The universe continues to send me signs that I should not play poker. They come in the form of having me lose set over set on the VERY FIRST HAND of a Full Tilt tournament (that was today) and bubble untold numbers of SNGs with dominating hands (that was last week). Not dominat-ED. Dominat-ING. It's like being a little kid who reaches up to the countertop to take a cookie off a plate only to have her hand slapped away. It stings and I'm hungry.

Last night I watched a lot of the WSOP coverage and spotted a lot of friends lurking in the background including Pauly, Tuscaloosa Johnny, Jen Browning, Dan Michalski (I think it was your pink shirt), Mad Harper, and Spaceman. The real stars of the show, however were Ryan and C.J. Ryan busted a world champion in Chris Ferguson and looked totally classy and sportsmanlike in the process, while C.J. got more airtime than world champion Tom McEvoy as he sweated day 2 chipleader Dimitri Nobles. My heart jumped as I heard Nobles call "C.J.!" and give him a totally manly bump-hug alongside the T.V. featured table after his A-8 brutally sucked out his opponent's K-K. One great luckbox deserves another.
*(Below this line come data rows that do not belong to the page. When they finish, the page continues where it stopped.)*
PR #1186, opened 2026-08-31
[μKernels]: Extend register tiling to support tiling of matmul and batch matmul.

arun-thmn:
This patch rename `BrgemmLinalgTiling.cpp` pass to `RegisterTiling.cpp` and extends the `registerBlocking` to `matmul` and `batch_matmul` variants. 

Assisted by: Claude.


lib/TPP/Transforms/RegisterTiling.cpp
```diff
@@ -0,0 +1,216 @@
...
+    int reductionCount =
+        std::count(gemmIteratorTypes.begin(), gemmIteratorTypes.end(),
+                   utils::IteratorType::reduction);
+
+    int parallelCount =
+        std::count(gemmIteratorTypes.begin(), gemmIteratorTypes.end(),
+                   utils::IteratorType::parallel);
+
+    // Reject anything that is not a GEMM-like contraction with two inputs.
+    if (reductionCount == 0 || parallelCount < 2 ||
```
rengolin: This is not robust. We know three things: gemm, batch gemm, batch reduce gemm. These three have specific requirements (may even have upstream matchers in the morphism code). Anything else should bail.

lib/TPP/Transforms/RegisterTiling.cpp
```diff
@@ -0,0 +1,216 @@
...
+
+    // Check dimensions are aligned with the iterator types. The batch
+    // dimensions may be parallel (batch matmul) or reduction (batch reduce).
+    if (gemmIteratorTypes[dimM] != mlir::utils::IteratorType::parallel ||
+        gemmIteratorTypes[dimN] != mlir::utils::IteratorType::parallel ||
+        gemmIteratorTypes[dimK] != mlir::utils::IteratorType::reduction)
+      return rewriter.notifyMatchFailure(
+          gemmOp, "Failed matching with iterator types and dimension");
+
+    // Every batch/batch-reduce dimension is tiled by 1.
```
rengolin: Comment and code in the wrong place. This comment is for the `for` loop. Always double check LLM generated comments as they're never good enough.

lib/TPP/Transforms/RegisterTiling.cpp
```diff
@@ -0,0 +1,216 @@
...
+    SmallVector<int64_t> tileSizes(gemmIteratorTypes.size(), 0);
+    tileSizes[dimM] = options.registerTileShape[0];
+    tileSizes[dimN] = options.registerTileShape[1];
+    for (unsigned dim : batchDims)
+      tileSizes[dim] = 1;
+
+    // Interchange: any extra (outer) batch dimensions come first, followed by
+    // the M, N, innermost-batch, K (and vnni) loop ordering.
```
rengolin: The M,N are above, as mentioned. Bad comments

test/Passes/pass-tile-brgemm-linalg-matmul.mlir
```diff
@@ -0,0 +1,501 @@
+// RUN: tpp-opt %s --tile-gemm="registerBlocking=8,32,1" --split-input-file  | FileCheck -check-prefix=CONF1 %s
+// RUN: tpp-opt %s --tile-gemm="registerBlocking=32,32,32" --split-input-file  | FileCheck -check-prefix=CONF2 %s
+
+module {
+  func.func @gemm_do_register_tiling(%arg0: memref<16x32x16x32xf32>, %arg1: memref<32x32x32x32xf32>, %arg2: memref<16x32x16x32xf32>) {
```
rengolin:
```suggestion
  func.func @brgemm_do_register_tiling(%arg0: memref<16x32x16x32xf32>, %arg1: memref<32x32x32x32xf32>, %arg2: memref<16x32x16x32xf32>) {
```

test/Passes/Linalg/pass-tile-linalg-matmul.mlir
```diff
@@ -0,0 +1,501 @@
+// RUN: tpp-opt %s --tile-gemm="registerBlocking=8,32,1" --split-input-file  | FileCheck -check-prefix=CONF1 %s
```
rengolin, line 1: there are no tests that run on both confs, so split this into two tests

lib/TPP/Transforms/RegisterTiling.cpp
arun-thmn: Okay. Cleaned-up the code now.
Using `linalg::isaContractionOpInterface` upstream to check whether is a contraction or not. 

So, the count on the `parallel`/`reduction` dim count is removed.

lib/TPP/Transforms/RegisterTiling.cpp
arun-thmn: Okay. I kind of re-phrased the comments. Thre are two parts:

- Set the tiling sizes
- Order of the loop structure M->N->batch->K->vnni.

lib/TPP/Transforms/RegisterTiling.cpp
arun-thmn: Same comments as above. This `M`, `N` is for loop order, earlier one is for `tile` size.

test/Passes/pass-tile-brgemm-linalg-matmul.mlir
arun-thmn: Fixed it.

test/Passes/Linalg/pass-tile-linalg-matmul.mlir
arun-thmn: Last three tests uses both the `CONFIG1/2`.

rengolin (approved):

adam-smnk (approved):

PR #1189, opened 2026-09-06
[TensorInit] Replace std::random with a reproducible PRNG

alheinecke:
Seeded tensor initialization produced different values depending on the C++ standard library it was built against, which made three integration tests fail on Fedora 44 while passing on Rocky Linux with the exact same sources, the same clang 22.1.8 and the same seed:

  TPP_OPT :: Integration/TPP/tpp-run-quant-initialize.mlir
  TPP_OPT :: Integration/TPP/tpp-run-splat-tensor.mlir
  TPP_OPT :: Integration/XSMM/xsmm-fusion.mlir

Root cause
----------
The C++ standard fixes only the statistical properties of the std::*_distribution templates, not the value sequence they produce for a given seed, and std::default_random_engine is implementation defined as well. The seed -> value mapping is therefore owned by the standard library, not by the compiler. clang ships no C++ runtime on Linux and picks up the system libstdc++ (Fedora 44 selects GCC 16), so the same sources built with the same compiler yield different "random" data on different distros.

The failures were not memory corruption, stack limits or uninitialized reads: the generated values were all in range and plausible, just not bit-identical, e.g. for tpp-run-splat-tensor.mlir

  expected  9.62642952E-4, 0.179147944, 0.939454615
  actual    9.70184803E-4, 0.180558503, 0.946851909

and every affected test was one that hardcodes exact RNG-derived values.

Change
------
Add TensorInitRNG, a self-contained per-instance xoshiro128+ engine that replicates libxsmm's generator (libxsmm/src/libxsmm_rng.c): same 16-lane state, same seed table, same jump and same float conversion, so uniformFloat() reproduces libxsmm_rng_f32_seq() element for element.

libxsmm's RNG is reused algorithmically rather than by calling into the library because libxsmm_rng_set_seed/libxsmm_rng_f32_seq operate on global state. Keeping the state per instance preserves the existing semantics of one independently seeded generator per initializer and avoids introducing a shared mutable global into the pass pipeline.

The distributions layered on top only use exactly rounded IEEE-754 operations:

  std::uniform_real_distribution<float>  -> uniformFloat()
  std::uniform_int_distribution<uint64_t>-> uniformInt(lo, hi)
  std::normal_distribution<float>        -> normalFloat(mean, stddev)
  std::binomial_distribution<uint64_t>   -> binomial(n, p)

uniformInt() uses rejection sampling to stay unbiased. normalFloat() uses the Irwin-Hall construction (sum of 12 uniforms) rather than Box-Muller or Marsaglia polar on purpose: those need log()/cos() from libm, which is not bit-reproducible across libm versions and would have moved the same class of bug from libstdc++ to libm instead of removing it. Irwin-Hall needs only exact float additions. It is a truncated (+/-6 sigma) approximation, which is adequate here because this data only has to be a reasonable distribution for layout testing, and the float path clamps to [0, 1] with sigma = 0.2 anyway.

Verification
------------
A standalone harness linked against the built libxsmm.a compared 4096 draws per seed and confirmed uniformFloat() is bit-identical to libxsmm_rng_f32_seq() for seeds 0, 1, 42, 123 and 999983. libxsmm's scalar and AVX-512 paths agree by construction (the vector path round-trips its state through the scalar lanes), so the sequence is also independent of the host CPU.

Golden values regenerated for the three tests above. No other test needed updating, which confirms these were the only ones asserting on exact generated values; the remaining seeded tests compare structurally or with tolerance. check-tpp is green: 194 passed, 17 unsupported, 2 expectedly failed, 0 failed.

Note
----
tools/mlir-gen/MLIRGen.cpp still seeds rand() via srand(). glibc's rand() happens to be stable across versions so it does not trigger this particular Fedora/Rocky divergence, but it is the same class of portability hazard and is left for a follow-up.


rengolin (approved):
We don't care about stability, security or homogeneous distribution of our RNGs anyway, this is more stable, for sure.

PR #1190, opened 2026-09-09
Add nano-gemm K-cache-blocking pass.

shahidact:
Introduce a post-nano AMX K-cache-blocking transformation that hoists a K-block loop outside the parallel forall so the reused B panel stays L2-resident across the reduction:

- NanoGemmKCacheBlocking pass: bf16 path threads the C tile in place, i8 quant path threads the wide i32 accumulator and runs the requant epilogue once after the K-loop.
- Expose --k-cache-blocking through the tpp-run CLI, forwarded into the nano vectorization path. Opt-in (default 0) i.e. disabled by default.


shahidact:
Closing this as this is not required.

PR #1191, opened 2026-09-13
Add tensor-level GEMM K-cache-blocking pass

shahidact:
Introduce a two-level cache-blocking scheme for a batch-reduce GEMM, enabled by --k-cache-blocking (off by default):

- Level 1 (M/N cache panels): TileConsumerAndFuseProducers tiles the spatial M/N dims by --m-cache-panel/--n-cache-panel so each spatial scf.forall iteration owns a CM x CN group of register tiles and fuses the down-convert epilogue.
- Level 2 (K cache blocks): the new GemmKCacheBlocking pass tiles the reduction (K / batch-reduce) dimension inside that panel and threads a small high-precision (f32/i32) accumulator across the K-blocks, so the reused A/B panels stay L2-resident instead of thrashing L3.


shahidact:
Closing this PR as it is not required now.

PR #1194, opened 2026-09-22
[mlir-gen]: Fix i8 requantization output scale(oS).

shahidact:
In requantization epilogue, multiply the dequantized i32 accumulator by reciprocal(oS) instead of (oS) so the per-output-channel output scale is applied correctly. Update the mlir-gen-matmul requant CHECK lines to match the new divf sequence. The intent is to lower this sequence to a reciprocal instruction.


tools/mlir-gen/MLIRGen.cpp
```diff
@@ -885,7 +885,16 @@ Value MLIRGenerator::requantizeGemm(LayerArgs &args, Value chain) {
             Value scale =
                 arith::MulFOp::create(nestedBuilder, nestedLoc, inS, wS)
                     ->getResult(0);
-            scale = arith::MulFOp::create(nestedBuilder, nestedLoc, scale, oS)
+            // Apply the output scale after reciprocating it.
```
alheinecke, line 888: either we divide directly or we use reciprocal (one 1 instruction). can you elaborate on why using div to create a reciprocal and then multiplying with it?

alheinecke (changes requested):
please clarify the intend of this change, e.g. this new 2 operand sequence lower the the reciprocal instructions?

tools/mlir-gen/MLIRGen.cpp
shahidact: ReciprocalOp is not available in Arith dialect.

PR #691, opened 2024-01-17
Update parquet serialization to be compatible with awkward2

kyungeonchoi:
Update parquet serialization in the Python transformer to be compatible with awkward2


BenGalewsky (approved):
Thanks for figuring this out

PR #692, opened 2024-01-18
Fix parquet serialization in Python transformer

kyungeonchoi:
Fix parquet serialization in Python transformer


BenGalewsky (approved):
I like the way this is looking!

PR #695, opened 2024-02-09
Move uproot code generator to a uniquely named package

BenGalewsky:
# Problem
Many of the services in the monoRepo use the same package name, `servicex` - this causes confusion with IDEs and code coverage reports.

This PR is one of many to migrate the services to unique package names


ivukotic (commented):
works with my fix.

PR #700, opened 2024-02-13
Update GitHub Actions versions

ivukotic:
the old ones where generating warnings due to their usage of old node js


BenGalewsky (approved):
Thanks for updating this

PR #720, opened 2024-03-26
Fixing logging

ivukotic:
fixes number of issues where logger was not reporting host_name and site. 
It also changed all the request_id and request-id to requestId 
Unrelated to logging it fixed the chart where endpoint was not used in ADVERTIZED_HOST.

If not too much work it would be nice to have this as 1.3.3

### DIFF
--- a/servicex_app/tests/resources/transformation/test_submit.py
+++ b/servicex_app/tests/resources/transformation/test_submit.py
@@ -87,7 +87,8 @@ class TestSubmitTransformationRequest(ResourceTestBase):
         dm.name = hash
         dm.id = 43
 
-        mock_from_file_list = mocker.patch.object(DatasetManager, "from_file_list", return_value=dm)
+        mock_from_file_list = mocker.patch.object(
+            DatasetManager, "from_file_list", return_value=dm)
         return mock_from_file_list
 
     @fixture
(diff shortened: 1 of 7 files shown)


gordonwatts:
Other than the one comment and the two minor ones about a short comment so the reader knows what things are, this looks good. Hopefully @BenGalewsky can approve fairly quickly when he is back tomorrow.

I will note that the extras wiht logging infomration are now getting quite complex - so just logging is taking up lots and lots of lines of code. I can't help but wonder if there isn't a better way to do this in the future.

Like someone wrote some code that is a decorator and any logging called inside a routine with that decorator would automatically add the notation (I'm just guessing here).

servicex_app/tests/resources/transformation/test_submit.py
```diff
@@ -210,7 +212,8 @@ def test_submit_transformation_default_scheme(self, mock_rabbit_adaptor,
                                                   mock_dataset_manager_from_did,
                                                   mock_codegen,
                                                   mock_app_version):
-        client = self._test_client(rabbit_adaptor=mock_rabbit_adaptor, code_gen_service=mock_codegen)
```
BenGalewsky, line 213: In future, please avoid reformatting unrelated code - it makes the PR so much more noisy and hard to review

BenGalewsky (approved):
Please be kind to your reviewer if you want quick reviews. Be careful to not reformat unrelated code. It makes the PRs noisy and hard to see what changed

PR #722, opened 2024-04-05
simplify secret naming. 

ivukotic:
makes it possible to test servicexlite against testing instances.
there is really no reason to add instance name since helm deploys in different namespaces. other secrets don't have instance name prepended.


BenGalewsky (approved):
ok

PR #726, opened 2024-04-08
multi-xcache-support

ivukotic:
now one can specify more than one xcache in the same string, just have them comma separated.
Transformer sidecar will prepend one calculated based on filename hash.

### DIFF
--- a/transformer_sidecar/src/transformer_sidecar/transformer.py
+++ b/transformer_sidecar/src/transformer_sidecar/transformer.py
@@ -34,7 +34,7 @@ import os
 import psutil as psutil
 import shutil
 import timeit
-from hashlib import sha1
+from hashlib import sha1, sha256
 from pathlib import Path
 from queue import Queue
 from typing import NamedTuple
@@ -120,7 +120,23 @@ def fill_stats_parser(stats_parser_name: str, logfile_path: Path) -> Transformer
     return globals()[stats_parser_name](logfile_path)
 
 
+def prepend_xcache(file_paths):
+    # if CACHE_PREFIX is given, returns file paths prefixed with
+    # a cache determined by the filename. Cache list is comma separated.
+    prefix = os.environ.get('CACHE_PREFIX', '')
+    if not prefix:
+        return file_paths
+    xcs = [p.strip() for p in prefix.split(',')]
+    prefixed_paths = []
+    for f in file_paths:
+        hex_digest = sha256(f.encode()).hexdigest()
+        c = int(hex_digest, 16) % len(xcs)
+        prefixed_paths.append(f'root://{xcs[c]}//{f}')
+    return prefixed_paths
+
 # noinspection PyUnusedLocal
+
+
 def callback(channel, method, properties, body):
     """
     This is the main function for the transformer. It is called whenever a new message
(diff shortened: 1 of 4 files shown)


gordonwatts:
This looks fine to me - but really, @BenGalewsky needs to approve these. The only tihng is that the pre-pending code is starting to be come a little complex and has three cases it has to correctly deal with:

* ''
* a single item
* multiple items

And the latter needs to make sure it switches off on multiple files or a single file.. In short, it is starting to become complex enough that a test might be in order.

But I'll leave Ben to make the final decision.

transformer_sidecar/src/transformer_sidecar/transformer.py
```diff
@@ -120,7 +120,23 @@ def fill_stats_parser(stats_parser_name: str, logfile_path: Path) -> Transformer
...
+def prepend_xcache(file_paths):
+    # if CACHE_PREFIX is given, returns file paths prefixed with
+    # a cache determined by the filename. Cache list is comma separated.
+    prefix = os.environ.get('CACHE_PREFIX', '')
+    if not prefix:
+        return file_paths
+    xcs = [p.strip() for p in prefix.split(',')]
+    prefixed_paths = []
+    for f in file_paths:
+        hex_digest = sha256(f.encode()).hexdigest()
```
BenGalewsky, line 147: What is this magic here? The comment doesn't explain any of this

BenGalewsky (changes requested):
Please make the comments describe the magic that is happening with the hex_digest.

Can you confirm that this will still work with existing deployments? 

Also, it looks like we picked up a new version of the helm chart lint process and the CI job is failing. I'd appreciate you fixing the problem it is highlighting

transformer_sidecar/src/transformer_sidecar/transformer.py
```diff
@@ -120,7 +120,27 @@ def fill_stats_parser(stats_parser_name: str, logfile_path: Path) -> Transformer
     return globals()[stats_parser_name](logfile_path)
 
 
+def prepend_xcache(file_paths):
+    # if CACHE_PREFIX is given, returns file paths prefixed with
+    # a cache determined by the filename. Cache list is comma separated.
+    prefix = os.environ.get('CACHE_PREFIX', '')
+    if not prefix:
+        return file_paths
+    # split the string into a list of xcaches. strip in case someone adds spaces
```
BenGalewsky, line 140: This is describing the code, but I still have no idea how we get from the hash/hex digest to the Xchache. Maybe a through description in the ServiceX `values.yaml` file for the `cachePrefix` setting. It seems like there is some external configuration that this is referring to but it is not apparent to me

BenGalewsky (changes requested):
Please put somewhere a description of the implementation of the multiple xCahches that uses this code

transformer_sidecar/src/transformer_sidecar/transformer.py
ivukotic: I am not sure I understand your question... we now expect cachePrefix setting to be eg. "cache1.uc.edu" or "cache1.uc.edu,cache2.uc.edu,whatever.edu" this string will be split into a list of prefixes. only one of them will be prepended to the file path. Exactly which one depends on the hash of the filename.
Does this explain?

BenGalewsky (approved):
Great... thank you

PR #727, opened 2024-04-11
 Update func-adl-uproot to v2.1.1

masonproffitt:
This updates the FuncADL Uproot code generator to v2.1.1. This version brings in a significant fix that allows running on ROOT files with branches not intpretable by `uproot`/`awkward`, which includes DAOD_PHYSLITE files.


BenGalewsky (approved):
Thanks

PR #729, opened 2024-04-11
Clean up the prepend_xcache comments

BenGalewsky:
Since it took me so long to understand what was happening here, I wanted to make sure the comments were as complete as I could make them. Also make the variable names blindingly obvious


ivukotic (approved):
LGTM :)

PR #744, opened 2024-04-19
Larger batch

ivukotic:
this changes did-finder-lib used by rucio finder. it also updates version of rucio-client. This is needed in order to change batch size from 30 to 300.


BenGalewsky (approved):
Great!

PR #745, opened 2024-04-19
Increase rabbitMQ consumer timeout to one hour.

BenGalewsky:
During IDAP 200Gb challenge testing we found that very large datasets can take longer than 30 minutes to report from the DID finder back to the app. There is a default setting of 1/2 hour for a message to be ack-ed before closing the channel and putting the message back in the queue.

Increasing this value to 1 hour to avoid this problem.

### DIFF
--- a/helm/servicex/values.yaml
+++ b/helm/servicex/values.yaml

The next six weeks will be full of intense writing for me. In addition to Pokerblog, I have a few pieces due for freelance clients, but more importantly, I've carved this six weeks into my schedule in between trips and big poker events to get as much work done on my screenplay as humanly possible. Perhaps even finish the first draft. It's what I'm trying for. So it's probably not a bad idea to play less poker. I have the next two days to sort of re-organize my life and my apartment and watch a few movies I need to watch to get myself re-absorbed in the tone of the piece. It's almost like getting ready to go back to school.

On the same note, I sent a "hey what's up" email to Charlie yesterday with that same subject line and his reply this morning started with the line "DEAR LORD! I thought you were going back to school!!!"

So maybe it's a lousy metaphor. But my 20 minutes are up.